On 01/05/2012 06:59 AM, Daniel P. Berrange wrote:
On Thu, Jan 05, 2012 at 10:37:14AM -0200, Luiz Capitulino wrote:
On Thu, 5 Jan 2012 10:16:30 +0000
"Daniel P. Berrange"<berra...@redhat.com> wrote:
On Wed, Jan 04, 2012 at 05:45:11PM -0200, Luiz Capitulino wrote:
This version drops modes 'sleep' and 'hybrid' because they don't work
properly due to issues in qemu. Only the 'hibernate' mode is supported
for now.
IMHO this is short-sighted. When the bugs QEMU in are fixed so that
these modes work, you have needlessly put users in the situation where
they have to now upgrade the guest agent everywhere to take advantage
of the bugfix.
That was my thinking until v4. But after discussing with Michael the issues
we have with S3 I concluded that it doesn't make sense to offer an API to
something that doesn't work, this will just generate bug reports. Also,
updating to get new features is normal and expected.
This is assuming that users will always upgrade their VMs& hosts in
lock step, which I rather doubt they will in practice. eg imagine a
deployment might have a mixture of hosts, running QEMU 1.1 (broken S3)
and QEMU 1.2 (working S3).
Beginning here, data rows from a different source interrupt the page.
PR #499, opened 2015-07-14
OWSave is used to save images and graphs within imageViewer and TreeV…

VesnaT:
…iewer

### DIFF
--- a/Orange/data/io.py
+++ b/Orange/data/io.py
@@ -5,13 +5,14 @@ import pickle
 from itertools import chain
 
 import bottlechest as bn
-import numpy as np
+from sklearn import tree
 from scipy import sparse
 # We are not loading openpyxl here since it takes some time
 
 from Orange.data import _io
 from Orange.data import Domain
 from Orange.data.variable import *
+from PyQt4 import QtGui, QtCore
 
 
 # A singleton simulated with a class
@@ -20,6 +21,8 @@ class FileFormats:
     names = {}
     writers = {}
     readers = {}
+    img_writers = {}
+    graph_writers = {}
 
     @classmethod
     def register(cls, name, extension):
@@ -31,6 +34,10 @@ class FileFormats:
                 cls.writers[extension] = format
             if hasattr(format, "read_file"):
                 cls.readers[extension] = format
+            if hasattr(format, "write_image"):
+                cls.img_writers[extension] = format
+            if hasattr(format, "write_graph"):
+                cls.graph_writers[extension] = format
             return format
         return f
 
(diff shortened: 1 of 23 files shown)


Orange/data/io.py
```diff
@@ -656,3 +669,51 @@ def read_file(cls, file, _=None):
     def write_file(cls, filename, table):
         pickle.dump(table, open(filename, "wb"))
 
+    def write(self, filename, table):
+        self.write_file(filename, table)
+
+
+@FileFormats.register("Portable Network Graphics", ".png")
+class PngFormat:
```
kernc: Consider also [QSvgGenerator](http://doc.qt.io/qt-4.8/qsvggenerator.html#details)?

Orange/data/io.py
```diff
@@ -5,13 +5,14 @@
 from itertools import chain
 
 import bottlechest as bn
-import numpy as np
```
kernc: Isn't `np` used further below in the file?

Orange/data/io.py
```diff
@@ -5,13 +5,14 @@
...
+from sklearn import tree
 from scipy import sparse
 # We are not loading openpyxl here since it takes some time
 
 from Orange.data import _io
```
kernc: Seeing where `_io` is used, wouldn't it make sense to just move the exotic import into that function? For a faster boot time at the least! :smiley:

Orange/data/io.py
```diff
@@ -6,12 +6,13 @@
 
 import bottlechest as bn
 import numpy as np
+from sklearn import tree
```
kernc: Try moving this import below all the others, or where it's only ever used?

kernc:
... When you get it working, some tests would be in order. :]

astaric:
The tests fails, because tests for pull requests did not install pyqt on travis (installation used to be slow). If you rebase on current master, the test will probably pass.

Do we really want to have PyQt imports inside the Orange.**data**.io? As FileFormats is a registry, readers and writers can be implemented anywhere. If ImgFormat and classes that extend it can only save scenes, that are usually related to widgets, perhaps a more suitable place for this code would be inside Orange.widgets package?

lanzagar:
Try to save a png from the Calibration Plot widget.
I get a 'module' not callable error
Problematic lines:
https://github.com/biolab/orange3/pull/499/files#diff-8c9565c33ed8859fe616fb9774235f27R33
https://github.com/biolab/orange3/pull/499/files#diff-8c9565c33ed8859fe616fb9774235f27R74

Check for similar problem in SVG...

kernc:
Pull requests, as contained wholes, should (imho) not be merged until [properly squashed](https://www.google.com/search?q=github+squash).

PR #502, opened 2015-07-15
Hide unused attribute values in Mosaic Display.

thocevar:


lanzagar:
1) This only removes the label, which is not the same as removing a value - its "zero width/height" mosaic box area is still there.

2) It removes the labels inconsistently:
- on x-axis only if the whole column is empty
- on y-axis if the leftmost box is empty

PR #505, opened 2015-07-16
Remove/deprecate Orange.canvas.utils.environ

ales-erjavec:


ales-erjavec:
NOTE: I changed the directory structure for canvas/widget settings (described in Orange.misc.environ docstring).

PR #507, opened 2015-07-16
Coveralls might have been unable to find .coverage file?

kernc:
:+1: with no better ideas.


kernc:
Yup. Perhaps needs some more tuning, but it works. :smiley:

If they build VM disk images they will likely
use the QEMU GA from 1.2 for all their builds, even if many of them
will only run on QEMU 1.1 hosts. So you'll end up having 'sleep' and
'hybrid' commands available in the guest agent, even though the host
QEMU doesn't work properly.
So you *will* ultimately need to make sure that QEMU GA from 1.2, has
sensible behaviour when run on a QEMU 1.1 host. If you don't address
this during 1.1, you may well find yourself in an un-winnable situation
for 1.2, where it is impossible to provide good behaviour on old hosts.
So IMHO we are better off in the long run, if we include all commands
right now, even though some don't work yet, and work to ensure we have
good error reporting behaviour for those that don't work.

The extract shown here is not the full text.